Il vous semble qu'il a toujours été là comme naturellement. C'est lui qui vous offre tous ces moments de bonheur après lesquels nous courrons désespérément tous  et cela presque indéfiniment.
L'immense problème avec l'ego c'est qu'il n'est jamais pleinement satisfait de ce qu'il possède, il est insatiable par définition.
Sitôt qu'il a ce qu'il convoitait tant et tant, le voilà déjà à l'affût de ses prochains désirs.
En fait, il fonctionne exactement comme un stupéfiant (donc il altère le sain jugement).
Après avoir donné euphorie, joie ou plaisir il va vous faire payer au prix fort la re-descente.
Source de l'insatisfaction, de l'angoisse, de la peur, du manque, de la privation il vous pousse à n'espérer qu'une seule chose : que tout recommence de plus bel et le plus vite que possible !
Son essence est insatisfaite et impatiente ... Il veut, il exige.
Si l'ego adore être la star, celui que l'on flash, que l'on admire ou même que l'on adule ce n'est pourtant (et surtout) jamais pour ce qu'il est vraiment.
Il veut se faire mousser, briller aux yeux de tous mais pour cela il se doit d'avancer masqué, travestit et bien maquillé sous couvert d'une bonne raison ou de la pire des bonnes excuses.

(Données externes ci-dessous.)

Issue #3630, opened 2022-03-24
try removing the nginx reverse-proxy for BwdServer


pbiggar:
We have no real use for the nginx proxy for bwdserver, and it just provides another thing to configure and maintain. We need nginx for the apiserver and we used to have the apiserver and the bwdserver in the same process.

Let's try without it.

pbiggar:
If we stick with this we'll need:
- DDOS protection (try cloud armor) as we used nginx to allow load-shedding
- a redirect for one customer

pbiggar:
Need a test with what happens with incorrect content-length:
- [ ] too long
- [ ] too short

pbiggar:
- [ ] test the xforwarded for

pbiggar:
There was a bug I couldn't figure out when developing this. It turns out Kestrel really does not like you to have the wrong content-length. It manifested as a full 400 error being returned by Kestrel AFTER a response had already happened (just jammed right on the end of the HTTP output stream, and in some cases in the middle of it).

I speculate that nginx really didn't care that much which is why we didn't notice the tests were wrong.

pbiggar:
- [ ] Remove "Kestrel" header

pbiggar:
- [ ] check assets passed through via serveLatest work

pbiggar:
> * [x]  test "host" header in production - does it have the right port

Yes, no port exists. (in the url field either)

pbiggar:
> * [ ]  check assets passed through via serveLatest work

Being handled in #3658

pbiggar:
Closing this - the remaining work in covered in #3664.

PR #3635, opened 2022-03-25
Remove nginx bwdserver

pbiggar:
Part 1 of https://github.com/darklang/dark/issues/3630

This removes nginx from the BwdServer. We needed nginx for a couple of reasons in the past that are no longer necessary or can be handled in other (better) ways:

- we needed some form of way to protect the app from expensive requests without processing them or recompiling and redeploying the whole thing. nginx gave us a quick way to update the config and restart the containers - instead we can use cloud armor, which is better at it

- we needed to support requests with missing content-lengths, as users like to make POST requests from curl sometimes and getting the right content-length is annoying. Now kestrel supports omitting the content-length header

- we needed to proxy requests to other servers for darklang.com, but now we've split the ApiServer from the BwdServer so it's not as important

- we needed to do gzip on large returned files. Admittedly nginx is better at that than kestrel but it can still be done in kestrel

- ultimately, i want to remove it as it's "yet another thing to understand" and I'd rather remove a complex step from our infra

This removes nginx from bwdserver only, including removing the deployment/k8s config files.

One major problem was that the test suite had a lot of files with the wrong content-length, which nginx papered over. So a lot of this PR is making sure the content-length is right in all the test files, and adding support to the test suite to make sure of that.


pbiggar:
The predeployment checks CI job failed - that's fine, there's a different config and we'll just have bwdserver down for a few minutes. Since it's prerelease it doesn't matter.

StachuDotNet (approved):
Great!

pbiggar:
- [ ] do shipit manual apply just before merging

PR #3636, opened 2022-03-28
Fuzztests: fixes and reorg

### LINKED ISSUE #3500: Resolve NodaTime-related fuzz test issues
Fuzztests using NodaTime types are failing to run locally due to the NodaTime migration:

```
FuzzTests.known good.jwtJson.roundtrip jwt v1 errored in 00:00:00.0170000 <Expecto>
System.Exception: The type NodaTime.LocalDateTime is not handled automatically by FsCheck. Consider using another type or writing and registering a generator for it.
```

I've found this template for a .Instant generator:
- http://www.fssnip.net/nK/title/A-quick-NodaTimeInstant-generator-for-FsCheck

but have not yet tested this

StachuDotNet:
WIP.

- errant `|> debug` was causing tests to fail
- `NodaTime` usage was causing tests to fail. Copying these to every generator got tiresome quickly, so started to create a reusable set of Generators
- it seems we need a `LibBackend.init` to run properly now
- opinion: it's always best to provide an explicit generator, even if it's the default one
- some tests still are eventually failing on odd characters; likely that `Generators.ocamlSafeString` needs adjustment
- idea: expose the ability to change `maxTests` via CLI so we don't have to recomplie every time you change it in the Utils file
- idea: run some of the tests in CI, likely with a lower maxTest #
- idea: benchmark both our generators and our property tests
- finding: password tests are _very_ slow. (8tests/second).
- finding: HttpClient.tests fail eventually, on "&=&". Check this out further.
- Others vary in duration. Once we have the above-mentioned benchmarks
- idea: consider the "complexity" of a ;type that we're testing against. Given the type's complexity, what's a "reasonable" number of tests to run?
- I will remove the "Playground.fs" file prior to merge

will resolve #3500

### DIFF
--- a/fsharp-backend/src/LibExecution/OCamlTypes.fs
+++ b/fsharp-backend/src/LibExecution/OCamlTypes.fs
@@ -795,7 +795,7 @@ module Convert =
 
       let pipeTarget = ORT.EPipeTarget(gid ())
       let fnCall = ORT.EFnCall(id, name, pipeTarget :: actualArgs, rt2ocamlSter rail)
-      ORT.EPipe(pipeID, pipeStart @ [ fnCall ]) |> debug "converted to pipe"
+      ORT.EPipe(pipeID, pipeStart @ [ fnCall ])
     | RT.EFQFnValue _
     | RT.EApply (_, _, _, _, _) ->
       // these shouldn't happen in practice at the moment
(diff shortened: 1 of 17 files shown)


pbiggar:
> idea: run some of the tests in CI, likely with a lower maxTest #

I'm not a fan of this approach to fuzzing. The purpose of CI is to get confidence that ones PR works. It's not helpful to learn of new fuzzing errors to unrelated code in ones PR.

We could run fuzzing full-time on another machine thoug.

pbiggar:
Is this no longer needed?

StachuDotNet:
> Is this no longer needed?

Correct - created the other as a replacement to this, then forgot. thanks

Issue #3617, opened 2022-03-22
Address exception mess


pbiggar:
Exceptions have a few problems:

- I split the old Code exception into LibraryException and DeveloperException. This is confusing - it confused me a lot. DeveloperException should be renamed to CodeException. LibraryException should be renamed to KnownIssueException. Both should be caught in a callFn.

- Errors.fs has a number of different specialized exceptions that are caught in Interpreter.fs, such as FakeValFoundInQuery and StdlibException. These are because the function name wasn't available for the exception at the time I wrote it, but it is now available in state.executingFnName

- Errors.throw throws strings all the time. Why is this different from Code? Why are there specialized exceptions in other places?

- Errors.fs has a bunch of functions to get consistent error messages for classes of functions. this is a good pttern and one we should double down on.

Issue #3620, opened 2022-03-22
F# server doesn't persist failed fn/handler executions


StachuDotNet:
(WIP - still adjusting the wording of this PR, and researching)
Title likely needs some adjustment.

This applies only to the F# backend - the issue stems from a difference between the F# and OCaml backends, but we believe that the F# backend is doing the right thing, and that the client should handle this better. This issue has been extracted from a conversation in #3610

--- 
Issue:
Create a handler that will result in an error, and play it.
We'd expect the new error to pop up now, but instead we see `This trace returns <Incomplete>` and `Click Play to execute function`

https://user-images.githubusercontent.com/906686/159572072-d41d6399-c822-4db4-ae6f-9ffd894d48ff.mp4

--- 
Context:
When I execute this function, an `execute_function` API call is made. The response includes both the result, as well as any `touched_tlids`:
```
{
    "result": [
        "DError",
        [
            [ "SourceId", 2077505382, 714461266 ],
            "expecting str"
        ]
    ],
    "hash": "7MvOlhz7MMr-Ce95_UJdRlst14TX8WHcijuk5Hr5O5Pr4zx1mAF1HRkEaLx4t9h6",
    "hashVersion": 1,
    "touched_tlids": [
        2077505382
    ],
    "unlocked_dbs": [ 820101588, 1315303241, 1541193719, 1852027420, 2124904283 ]
}
```

The F# server makes a point of always including the relevant TLID in the `touched_tlids` bag, while the OCaml server in some cases doesn't include it.

If the `touched_tlids` contains anything, subsequent requests are made to the API, to route `get_trace_data`.

Once that data is loaded, the _previous_ execution seems to paint over the quickly-shown error message, with the messaging we display in the video.

StachuDotNet:
New discovery: if I execute the REPL even once against the OCaml server, I can then see the error message in the F#-loaded client. (though, it's finnicky, and I cannot produce _new_ errors - only load the OCaml-produced ones)

StachuDotNet:
Small update here, though I think I'm close to finishing the picture:

When `execute_function` results in a failure,
- the OCaml version successfully stores the results in the DB (`function_results_v3`, `function_arguments`)
- the F# version does not store those results in the DB

So, this is a backend issue, I believe. Currently tracing where the F# server is failing to persist these. Once the backend is properly storing this, the load of traces `get_trace_data` would result in the right error being displayed, and we shouldn't need to adjust anything in the client code.

[...]

PR #3638, opened 2022-03-29
Ensure traces are stored if there are errors

pbiggar:
I'm not done with this yet but would like a directional review.

It's hard to see from the diff, but there's almost no change here:
- the try catch is moved from around all function calls to just the StdLib fn call
- the catch logic is moved into a function
- added type checking for the results of functions

I'm going to continue looking at this to add tests and some defense in depth:
- [ ] tests for the feature flag exception (not caught as is)
- [ ] tests for bad types returning from:
  - [ ] package manager functions
  - [ ] user functions
- [ ] tests for error rails returning from:
  - [ ] package manager functions
  - [ ] user functions
- [ ] reduce the size of the exception handler by folding in #3617 

My main question is when to merge. I'm tempted to merge here or after adding tests. wdyt?

### DIFF
--- a/fsharp-backend/src/LibExecution/Interpreter.fs
+++ b/fsharp-backend/src/LibExecution/Interpreter.fs
@@ -188,6 +188,7 @@ let rec eval' (state : ExecutionState) (st : Symtable) (e : Expr) : DvalTask =
 
       let! conditionResult =
         // under no circumstances should this cause code to fail
+        // FSTODO this can fail
         try
           eval state st cond
         with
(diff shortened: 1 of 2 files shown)


StachuDotNet (approved):
Great, this makes sense and is a pretty small incision - I'd say this is OK to merge as-is, especially with the [context of the old ast.ml](https://github.com/darklang/dark/issues/3620#issuecomment-1081968420).

pbiggar:
Ok, I'll add everything else to an issue and then merge as is.

PR #3640, opened 2022-03-30
FuzzTest fixes and cleanup

### LINKED ISSUE #3500: Resolve NodaTime-related fuzz test issues

StachuDotNet:
It's been several weeks since FuzzTests have been run; this PR offers several fixes, dev tools, and code clarity improvements.

- the `--fscheck-max-tests` flag built into expecto/fscheck does not work, which can make testing a bit cumbersome, having to wait for compilations when you want to change how many tests are run. While a bit noisy, this PR offers a solution to enable this feature for now.
- will resolve #3500; many FuzzTests fail quickly due to NodaTime `Instant` and `LocalDateTime` types not having default generators
- several StdLib fns have `previewable` status that may be adjusted (later, as CLEANUP)
- `Previewable` descriptions were inexact
- many fuzztests have regressed since last checked, and have been now moved to the `knownBad` bucket of tests


fsharp-backend/src/LibExecutionStdLib/LibDate.fs
```diff
@@ -222,6 +222,7 @@ let fns : List<BuiltInFn> =
           Ply(DDate(DDateTime.T(now.Year, now.Month, now.Day, 0, 0, 0)))
         | _ -> incorrectArgs ())
       sqlSpec = NotQueryable
+      // CLEANUP mark as impure
```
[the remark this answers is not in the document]
StachuDotNet: Fix casing of comment

fsharp-backend/src/LibExecution/RuntimeTypes.fs
```diff
@@ -744,13 +744,22 @@ module Package =
...
   | Pure
 
-  /// Save their results. We can preview these safely
+  /// Can either:
+  /// - only be run on the server but is actually pure (e.g. `Crypto::md5`)
+  ///   Generally, these are functions that aren't compilable to WASM.
+  /// - be safely run without side effects but is not pure (e.g. `Date::now`)
+  ///
+  /// We should save the results.
   | ImpurePreviewable
```
pbiggar, line 757: Seems I steered you wrong here as my understanding was off.

There are 5 functions currently marked ImpurePreviewable - those are all crypto functions, which are technically pure and can be moved over to Pure once the ocaml is turned off.

Then there are functions which can safely be run but not pure, but none of them are marked as ImpurePreviewable.

To be usable in the editor/wasm, a function must be both Pure and shipped as part of the Wasm build (eg excludes BackendOnlyStdLib).

fsharp-backend/src/LibExecutionStdLib/LibDate.fs
pbiggar: In a cleanup, this can be marked ImpurePreviewable

fsharp-backend/tests/FuzzTests/ExecutePureFunctions.FuzzTests.fs
```diff
@@ -23,7 +23,7 @@ module OCamlInterop = LibBackend.OCamlInterop
 module G = Generators
 
 /// Ensure we only work with OCaml-friendly floats
-let filterFloat (f : float) : bool =
+let isValidOCamlFloat (f : float) : bool =
```
pbiggar, line 26: I suspect this can be removed. I think it was about passing them to ocaml via json, and I'm pretty sure that's supported now.

pbiggar: Fyi these are all "valid" floats (floats are floats whereever they are)

fsharp-backend/tests/FuzzTests/FQFnName.FuzzTests.fs
```diff
@@ -32,7 +32,7 @@ let modName : Gen<string> = nameGenerator [ 'A' .. 'Z' ] G.alphaNumericString
 let fnName : Gen<string> = nameGenerator [ 'a' .. 'z' ] G.alphaNumericString
 
 type Generator =
-  static member SafeString() : Arbitrary<string> =
+  static member String() : Arbitrary<string> =
```
pbiggar, line 35: Could these be included via inheritence as well, like the NodaTime ones (or is there only single inheritence, I forget)?

fsharp-backend/tests/FuzzTests/OCamlInterop.FuzzTests.fs
```diff
@@ -155,7 +161,7 @@ module Roundtrippable =
     static member Dval() : Arbitrary<RT.Dval> =
       Arb.Default.Derive() |> Arb.filter (DvalReprInternal.isRoundtrippableDval true)
 
-  let roundtrip (dv : RT.Dval) : bool =
+  let canRoundtrip (dv : RT.Dval) : bool =
```
pbiggar, line 164: I'm not sure "canRoundtrip" is a good name here. It implies some properties of the dval that would allow it to be roundtripped, while these functions actually do the roundtrip and report success.

fsharp-backend/tests/FuzzTests/Passwords.FuzzTests.fs
```diff
@@ -21,7 +21,7 @@ module RT = LibExecution.RuntimeTypes
 module G = Generators
 
 type Generator =
-  static member SafeString() : Arbitrary<string> =
+  static member String() : Arbitrary<string> =
```
pbiggar, line 24: Why did you rename these from SafeString?

fsharp-backend/tests/FuzzTests/HttpClient.FuzzTests.fs
```diff
@@ -74,16 +73,23 @@ let queryToEncodedString (q : List<string * List<string>>) : bool =
   DvalReprExternal.queryToEncodedString q
   .=. (OCamlInterop.paramsToQueryString q).Result
 
-let tests =
-  let test name fn = testProperty typeof<Generator> name fn
-  testList
-    "HttpClient"
-    [ test "dvalToUrlStringExn" dvalToUrlStringExn // FSTODO: unicode
```
pbiggar, line 82: Was this FSTODO handled?

pbiggar (changes requested):
Nice fixes!

fsharp-backend/tests/FuzzTests/FQFnName.FuzzTests.fs
StachuDotNet: Yes - will do

fsharp-backend/tests/FuzzTests/Passwords.FuzzTests.fs
StachuDotNet: I did it to prevent [this problem](https://github.com/darklang/dark/blob/4237ff6b227abe87c2580d0072377630633d368c/fsharp-backend/tests/FuzzTests/HttpClient.FuzzTests.fs#L35-L42). Which of these two generators will be used?

It's really easy to write conflicting generators unless we decide to consistently name the members to be of the type that we're overriding a generator for. Happy to just "keep this in mind" always if you think that's best, but this seemed like a decent way to prevent the problem.

fsharp-backend/tests/FuzzTests/HttpClient.FuzzTests.fs
StachuDotNet: No, my mistake - placing back in.

fsharp-backend/tests/FuzzTests/OCamlInterop.FuzzTests.fs
StachuDotNet: Good point - trying `roundtripsSuccessfully` - ok?

fsharp-backend/src/BackendOnlyStdLib/LibStaticAssets.fs
```diff
@@ -117,6 +117,7 @@ let fns : List<BuiltInFn> =
           SA.url state.program.canvasName deployHash SA.Short |> DStr |> Ply
         | _ -> incorrectArgs ())
       sqlSpec = NotQueryable
+      // CLEANUP may be marked as ImpurePreviewable
```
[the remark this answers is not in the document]
pbiggar: I guess we can technically consider the canvas to be an input, even if the input doesn't come from the developer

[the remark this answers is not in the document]
StachuDotNet: OK agreed; will leave as-is, then.

fsharp-backend/src/LibExecution/RuntimeTypes.fs
StachuDotNet: My current impression is that `ImpurePreviewable` might fall off entirely? In any case, going back-and-forth on this so will vastly simplify comment here to not spend too much time on it

fsharp-backend/tests/FuzzTests/Passwords.FuzzTests.fs
pbiggar: So what's the solution to the problem? Can you add a comment describing the problem and solution?

fsharp-backend/src/LibExecution/RuntimeTypes.fs
StachuDotNet: "Can be safely previewable, and we should save the results." feels pretty safe.

StachuDotNet: OK I gave the wording on these another go; feels better to me,  anyway :)

fsharp-backend/tests/FuzzTests/Passwords.FuzzTests.fs
StachuDotNet: The solution is consistent naming to prevent conflicting `static member`s.
One solution would be to update the coding guides - I've just pushed an adjustment there.

I haven't yet thought of a better solution - open to ideas

fsharp-backend/src/BackendOnlyStdLib/LibStaticAssets.fs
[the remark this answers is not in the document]
pbiggar: I meant that to mean it is pure.

fsharp-backend/tests/FuzzTests/ExecutePureFunctions.FuzzTests.fs
pbiggar: Especially since `NaN <> NaN`

fsharp-backend/tests/FuzzTests/Passwords.FuzzTests.fs
pbiggar: Oh so the idea is name them all String so we don't accidentally have two types of string?

StachuDotNet: yes, though I suppose that strategy fails a bit when we define generators for tuples - what's the naming convention then? One name followed by the other? (e.g. in ExecutePureFunctinos)

Issue #3639, opened 2022-03-29
Followups to recent Interpreter.fs work


pbiggar:
Combines remaining issues from #3638, #3620

There were differences between ast.ml and Interpreter.fs that we did not have tests for.

- [x] tests for the feature flag exception (not caught as is)
- [x] are there tests for exceptions/errors in calls to package manager functions?
  - [x] simple wrong number of arguments
  - [x] with/without unwrapFromErrorRails
- [x] are there tests for exceptions/errors in calls to user functions functions?
  - [x] simple wrong number of arguments
  - [x] with/without unwrapFromErrorRails
- [ ] trim Interpreter.handleException by looking at #3617

pbiggar:
Solved. in #3644

PR #3644, opened 2022-03-31
Interpreter function call followups

pbiggar:
Solves the function call parts of #3639. I decided to call a stop here and to do the exception work from #3617 in another PR.

This is a followup to #3638, where I noticed that calling functions was largely untested. This adds tests for functions and package manager functions.

It found one actual problem, which is that function names were improperly printed in errors.

Also lots of testing fixes:
- does a better job of printing exception metadata on errors
- catch exceptions which could potentially happen in feature flags (couldn't find a way to trigger this though)
- throw exceptions during tests and add a way to check if exceptions happened
- add types to test function definitions
- add package function defintions

Some broader change:
- I thought I had banned Option.unwrapUnsafe and friends, but turns out I didn't. Now I do.
- change TStr to be printed as `Str` instead of `String`. That matches OCaml and lowers the risk of breaking something obscure.


fsharp-backend/tests/testfiles/language.tests
```diff
@@ -64,16 +64,19 @@ toString 5 = "5"
...
 flag "test" null "old" "new" = "old"
 flag "test" 5 "old" "new" = "old"
 flag "test" blank "old" "new" = "old"
 flag "test" (Test.typeError_v0 "test") "old" "new" = "old"
 flag "test" (List.head_v1_ster []) "old" "new" = "old"
 flag "test" {x = true} "old" "new" = "old"
 flag "test" [true] "old" "new" = "old"
+flag "test" (Test.errorRailValue "error") "old" "new" = "old"
+flag "test" (Test.negativeInfinity "extra arg") "old" "new" = "old"
+flag "test" (Test.raiseException "message") "old" "new" = "old" // EXPECTED_EXCEPTION_COUNT: 1
```
StachuDotNet, line 79: handy!

StachuDotNet:
The [readme](https://github.com/darklang/dark/blob/paul/interpreter-followups/fsharp-backend/tests/testfiles/README.md) could use an update for package and user fns, as well as typing constraint updates

StachuDotNet (approved):
Looks good - just readme that should be updated

PR #3645, opened 2022-04-01
Clean up exception mess

pbiggar:

We have a lot of exceptions that all attempted to do some portion of the job of exceptions in stdlib:
1. DeveloperException
2. LibraryException
3. Errors.StdlibException.IncorrectArgs
4. Errors.StdlibException.StringError
5. Errors.StdlibException.FakeDvalFound
6. Errors.DBQueryException
7. Errors.FakeValFoundInQuery

Ostensibly they all had a different reason for existing, but the reasons were confused and didn't hold a lot of weight. For example, LibraryExceptions were for "known exceptions", but any exception we throw ourselves is by definition known, so how does this differ from the other exceptions we created for the purpose.

I tried combining them into a single exception, but there are actually 2 different use cases:
- raising a string exception (1,2,4,6)
- exiting from the current function execution. This has the subcategories of
  - return to the callsite to create a good error message (3)
  - we have found a fakeDval and wish to return it instead of continuing (5,7)

For the second use case, it was impossible to craft a good `.Message`. This broke a lot of tests in ways that were very difficult to fix, which was what indicated that these did in fact need to be separate. 

I added `CodeException`, and put all string exceptions into it.

I broke out `FakeDvalFoundException` (combining it with `FakeValFoundInQuery`)

I also broke out IncorrectArgs into its own exception

### DIFF
--- a/fsharp-backend/src/BackendOnlyStdLib/LibDarkInternal.fs
+++ b/fsharp-backend/src/BackendOnlyStdLib/LibDarkInternal.fs
@@ -569,12 +569,10 @@ that's already taken, returns an error."
                 | Some Canvas.AllOrigins -> "*" |> DStr |> Some |> DOption
                 | Some (Canvas.Origins os) ->
                   os |> List.map DStr |> DList |> Some |> DOption
-              try
-                let! c = Canvas.getMeta (CanvasName.create host)
-                let! cors = Canvas.fetchCORSSetting c.id
-                return corsSettingToDval cors
-              with
-              | e -> return DError(SourceNone, Exception.toDeveloperMessage e)
+
+              let! c = Canvas.getMeta (CanvasName.create host)
+              let! cors = Canvas.fetchCORSSetting c.id
+              return corsSettingToDval cors
             }
           | _ -> incorrectArgs ())
       sqlSpec = NotQueryable
@@ -606,7 +604,7 @@ that's already taken, returns an error."
                     os
                     |> List.map (function
                       | DStr v -> v
-                      | _ -> Exception.raiseGrandUser "Invalid origin string")
+                      | _ -> Errors.throw "Invalid origin string")
                     |> Canvas.Origins
                     |> Some
                     |> Ok
--- a/fsharp-backend/src/BackendOnlyStdLib/LibDarkInternal.fs
+++ b/fsharp-backend/src/BackendOnlyStdLib/LibDarkInternal.fs
@@ -604,7 +604,7 @@ that's already taken, returns an error."
                     os
                     |> List.map (function
                       | DStr v -> v
-                      | _ -> Errors.throw "Invalid origin string")
+                      | _ -> Exception.raiseCode "Invalid origin string")
                     |> Canvas.Origins
                     |> Some
                     |> Ok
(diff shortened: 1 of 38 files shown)


fsharp-backend/src/LibBackend/SqlCompiler.fs
```diff
@@ -19,7 +19,10 @@ module DvalReprExternal = LibExecution.DvalReprExternal
 module RuntimeTypesAst = LibExecution.RuntimeTypesAst
 module Errors = LibExecution.Errors
 
-let error (str : string) : 'a = raise (Errors.DBQueryException str)
+let errorTemplate =
+  "You're using our new experimental Datastore query compiler. It compiles your lambdas into optimized (and partially indexed) Datastore queries, which should be reasonably faster.\n\nUnfortunately, we hit a snag while compiling your lambda. We only support a subset of Dark's functionality, but will be expanding it in the future.\n\nSome Dark code is not supported in DB::query lambdas for now, and some of it won't be supported because it's an odd thing to do in a datastore query. If you think your operation should be supported, let us know in #general.\n\nError: "
```
StachuDotNet, line 23:
```suggestion
  "You're using our new experimental Datastore query compiler. It compiles your lambdas into optimized (and partially indexed) Datastore queries, which should be reasonably faster.\n\nUnfortunately, we hit a snag while compiling your lambda. We only support a subset of Dark's functionality, but will be expanding it in the future.\n\nSome Dark code is not supported in DB::query lambdas for now, and some of it won't be supported because it's an odd thing to do in a datastore query. If you think your operation should be supported, let us know on Slack in #general.\n\nError: "
```

pbiggar:
I've added more changes:

- inlined handleException
- no longer show an error message for InternalException
- switch some InternalExceptions to CodeException (failing internal logic is still InternalException, but failing input returns CodeException)
- continue to show an error message for GrandUserException
- only notify for FakeDvals exceptions in NotDeprecated functions
- fix a try that wasn't dereferencing its task

fsharp-backend/src/BackendOnlyStdLib/LibDarkInternal.fs
```diff
@@ -569,12 +569,10 @@ that's already taken, returns an error."
                 | Some Canvas.AllOrigins -> "*" |> DStr |> Some |> DOption
                 | Some (Canvas.Origins os) ->
                   os |> List.map DStr |> DList |> Some |> DOption
-              try
-                let! c = Canvas.getMeta (CanvasName.create host)
-                let! cors = Canvas.fetchCORSSetting c.id
-                return corsSettingToDval cors
-              with
-              | e -> return DError(SourceNone, Exception.toDeveloperMessage e)
```
StachuDotNet, line 577: Why can we remove the try/with here?

StachuDotNet (approved):
Great - no concerns here beyond the question I have about a try/with being removed. I couldn't figure out why that's OK.

fsharp-backend/src/BackendOnlyStdLib/LibDarkInternal.fs
pbiggar: Turns out I did in a later commit!

PR #3650, opened 2022-04-05
Add types to shipit

pbiggar:
I started adding a very small feature to shipit and did not feel very confident doing it, so I added types to it. This makes no change to functionality, but pretty aggressively types everything.

My plan is to merge this then do a refactor to remove dups and use real types instead of dicts everywhere.

PR #3652, opened 2022-04-05
Move namespace to shipit top-level

pbiggar:
Again, no change to functionality, just moving namespace to top-level and confirming that the namespace matches any other namespace listed.

This is based on #3650, the diff will be cleaner once that merges.


services/honeycomb-agent/shipit.yaml
```diff
@@ -1,13 +1,16 @@
-# honeycomb-agent is deployed via helm. I don't know a great deal about it, but it seems we can update the deployment with
+# honeycomb-agent is deployed via helm. I don't know a great deal about it, but it
+# seems we can update the deployment with
+#
```
StachuDotNet, line 3: Slightly confusing with the newline - I assume the 'with' is supposed to continue with the `help upgrade ...` bit?

StachuDotNet (approved):
Looks good - feels like many of these changes of these changes will flatten with #3653 being merged, so may review again after that merges if relevant.

services/honeycomb-agent/shipit.yaml
pbiggar: Will handle in followup.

Il est votre roi de la mauvaise foi et ne peut vraiment scintiller que dans son bel habit de respectabilité. Bien présentable et bien présenté, vous ne faites en cet instant plus qu'un.
Si quelqu'un avait alors la mauvaise idée de venir vous chatouiller un peu pour tenter de vous sortir de votre sommeil égoïste, très grandes sont les probabilités que le sujet vous envoie  promener avec pertes et fracas. Afin de contrer celle ou celui qui aurait tenté de vous sortir de cette trop merveilleuse situation d'aveuglement vous lui trouverez alors toutes les meilleures excuses du monde. N'irez en bloc et il vous deviendrait enfantin de ne rien voir de ce qui pourrait vous contraindre au réveil.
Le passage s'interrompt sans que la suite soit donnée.